#### Work instruction:
Would you count the lines in the entries below that contain "brace"? Reply with the number only.

-------- Input records --------

Issue #789, opened 2018-08-16
ksh man page again - questionable doubled description --


aabatpurdue:
**Description of problem:**
There are 2 `set -B` description lines.  I do not use brace expansion so I do not know which, if either, is the correct one.

**Ksh version:**
Version A 93v-1328-g2e6acdf2

**How reproducible:**
Always.

**Steps to reproduce:**
1. man ksh
2. Skip to the description of the `set` command.
3.

**Actual results:**
` set`
`         ...`
`       -B  description 1`
`       -B  description 2`

**Expected results:**
Only 1 `-B`

**Additional info:**
Ain't got none (:-}).

PR #790, opened 2018-08-16
Remove duplicate description of 'set -B'

siteshwar:
Resolves: #789

### DIFF
--- a/src/cmd/ksh93/ksh.1
+++ b/src/cmd/ksh93/ksh.1
@@ -7045,10 +7045,6 @@ is used, the variable
 is not unset first.
 .TP 8
 .B \-B
-Enable brace pattern field generation.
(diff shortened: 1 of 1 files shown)


src/cmd/ksh93/ksh.1
```diff
@@ -7045,10 +7045,6 @@ is used, the variable
 is not unset first.
 .TP 8
 .B \-B
-Enable brace pattern field generation.
-This is the default behavior.
-.TP 8
-.B \-B
 Enable brace group expansion.  On by default.
```
krader1961: FWIW `set --help` has `Enable {...} group expansion. On by default.`. Which is why we need a single source of truth for such things.

krader1961:
LGTM

PR #791, opened 2018-08-16
Fix copying overlapping buffers in hist_word()

krader1961:
This came to light as a consequence of @siteshwar adding unit tests for
interactive emacs mode editing behavior.


siteshwar:
LGTM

--------

#### Answer space:
4